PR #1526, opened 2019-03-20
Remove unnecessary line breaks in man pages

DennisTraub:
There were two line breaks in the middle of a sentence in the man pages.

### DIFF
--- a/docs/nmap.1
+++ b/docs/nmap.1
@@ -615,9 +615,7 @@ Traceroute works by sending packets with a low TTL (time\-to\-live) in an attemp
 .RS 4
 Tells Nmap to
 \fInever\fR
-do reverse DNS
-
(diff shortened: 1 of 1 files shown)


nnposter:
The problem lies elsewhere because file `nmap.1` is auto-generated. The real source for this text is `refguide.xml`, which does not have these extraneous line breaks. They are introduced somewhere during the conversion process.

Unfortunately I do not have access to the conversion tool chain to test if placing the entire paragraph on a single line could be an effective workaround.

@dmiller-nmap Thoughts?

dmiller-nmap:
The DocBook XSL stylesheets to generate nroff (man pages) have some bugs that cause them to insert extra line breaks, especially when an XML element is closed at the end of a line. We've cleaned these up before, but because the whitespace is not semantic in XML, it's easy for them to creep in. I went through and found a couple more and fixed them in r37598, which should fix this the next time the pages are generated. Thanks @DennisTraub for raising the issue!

▶ [WHAT TO PRODUCE]
A copy of each line in the data above that holds the string "dmiller" is needed.

▶ [RESPONSE BOX]
@dmiller-nmap Thoughts?
dmiller-nmap:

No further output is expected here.